Hugh nodded. Pete Lawson would have made sure that any mail from Zoe didn’t reach Hugh. He’d probably thought he was helping. “Yeah, I guess.”
“But I called.” Her voice held no accusation; it was a simple statement of fact.
“I know. But, Zoe, I was doing what I thought was best. They told me it would be better for your recovery if I didn’t speak to you. And…” Oh, this was hard. On a scale of one to ten, this sucked pole.
“You still believed what Jason told you.”
It sounded so juvenile now. Hell, it had been juvenile at the time, he’d just been too young to realize it.
“What is Jason up to these days?” Zoe asked mildly.
“Accountant. Married, with a kid, I think. Lives in Melbourne. I don’t see him much. He came out here a couple of years ago to visit the winery—that was probably the last time.”
“You guys were best friends.”
“Yeah.” The friendship hadn’t survived Zoe’s betrayal—fictional or otherwise. And it certainly hadn’t survived Hugh’s guilt. He and Jason had stopped being friends the day after Zoe’s collapse.
“I didn’t, you know. Not with him. Not with anyone else when we were together.
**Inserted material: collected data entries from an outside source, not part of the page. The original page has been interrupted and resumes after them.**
PR #384, opened 2025-03-15
ITP_LONDON_JAN_2025| CRISTINA_MARIA_LEASCU | DATA_GROUPS | Alarmclock

CristinaLeascu:
## Learners, PR Template

Self checklist

## Changelist

Briefly explain your PR.

## Questions

### DIFF
--- a/Sprint-3/alarmclock/alarmclock.js
+++ b/Sprint-3/alarmclock/alarmclock.js
@@ -2,15 +2,61 @@
 function formatTime(seconds) {
   const minutes = Math.floor(seconds / 60);
   const remainingSeconds = seconds % 60;
+  return `${String(minutes).padStart(2, "0")}:${String(
+    remainingSeconds
+  ).padStart(2, "0")}`;
+}
 
-  const formattedMinutes = String(minutes).padStart(2, "0");
-  const formattedRemainingSeconds = String(remainingSeconds).padStart(2, "0");
+// function to reset the background and stop any background flashing
+function resetBackground() {
+  document.body.style.backgroundColor = "white"; // set background to white
+  if (window.flashInterval) {
+    clearInterval(window.flashInterval);
+  }
+}
 
-  console.log(
-    "formatted time (mm:ss):",
-    `${formattedMinutes}:${formattedRemainingSeconds}`
-  );
-  return `${formattedMinutes}:${formattedRemainingSeconds}`;
+// function to handle countdown clock
+let countdownInterval = null;
+
+function countdownClock(timeInSeconds) {
+  const timeRemaining = document.querySelector("#timeRemaining");
+
+  if (countdownInterval) {
+    clearInterval(countdownInterval);
+  }
+
+  countdownInterval = setInterval(() => {
+    timeInSeconds--;
+
+    // update the display each second
+    timeRemaining.textContent = `Time Remaining: ${formatTime(timeInSeconds)}`;
+
+    // When time reaches 00:00, stop the countdown and play the alarm
+    if (timeInSeconds <= 0) {
+      clearInterval(countdownInterval);
+      flashBackground();
+    }
+  }, 1000);
+}
+
+// function for background flash
+function flashBackground() {
+  let flashCount = 0; //
+  const colors = ["pink", "plum", "indigo", "lavenderblush"];
+
+  window.flashInterval = setInterval(() => {
+    document.body.style.backgroundColor = colors[flashCount % colors.length];
+    flashCount++;
+
+    if (flashCount >= colors.length) {
+      clearInterval(window.flashInterval);
+      document.body.style.backgroundColor = "white"; // set the final background color to white
+
+      setTimeout(() => {
+        playAlarm(); // start the alart af the end of backgroung flash
+      });
+    }
+  }, 500); // flash every 500ms
 }
 
 function setAlarm() {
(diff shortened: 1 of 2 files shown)


Sprint-3/alarmclock/alarmclock.js
```diff
@@ -23,3 +80,4 @@ function pauseAlarm() {
 }
 
 window.onload = setup;
+module.exports = setAlarm;
```
cjyuan, line 83: This statement would cause a runtime error when the app is running in a browser.

When you test your app in the browser, you can check the JS console in the browser to see if there is any runtime error message.

Sprint-3/alarmclock/alarmclock.js
```diff
@@ -1,4 +1,61 @@
...
+  const minutes = Math.floor(seconds / 60);
+  const remainingSeconds = seconds % 60;
+
+  const formattedMinutes = String(minutes).padStart(2, "0");
+  const formattedRemainingSeconds = String(remainingSeconds).padStart(2, "0");
+
+  console.log(
+    "formatted time (mm:ss):",
+    `${formattedMinutes}:${formattedRemainingSeconds}`
+  );
```
cjyuan, line 12: We should remove or comment out debugging statements in the production code.

Sprint-3/alarmclock/alarmclock.js
```diff
@@ -1,4 +1,61 @@
...
+
+        if (flashCount >= colors.length) {
+          // Stop flashing after 3 flashes
+          clearInterval(flashInterval); // Stop flashing
+          document.body.style.backgroundColor = "pink"; // Keep background red
+          playAlarm();
+        }
+      }, 500);
+    }
+  }, 1000);
```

Just in case you were still wondering.” She sounded so calm.
Hugh managed a tight smile. “I wasn’t.” Although, if he was honest he’d never been completely sure. Jason was full of shit, but Zoe had earned her bad-girl reputation. And she’d been the first—and only—girl Hugh had lost his heart to. Even the idea of her infidelity had been enough to send a blood haze over his vision. His teenage rage had been a scary thing—to both himself and Zoe, he was sure.
“But you were fine,” he said, deliberately not making it a question, ready for this conversation to end. Zoe’s still countenance and her calm, monotone voice were becoming unnerving.
She gave a strange, bleak laugh. “Oh, I don’t think I was ever fine again, actually. But I get by.”
Ah, shit. Had he intended this conversation to make him feel better? Because that hadn’t happened so far.
“Did you cut yourself again? Or was it something else?” The question blurted itself out without Hugh’s conscious permission. “Sorry, you don’t have to answer that.”
For the first time, her Stepford-wife-like composure seemed to slip. “What do you mean?”
“Nothing. Sorry, I shouldn’t have asked.”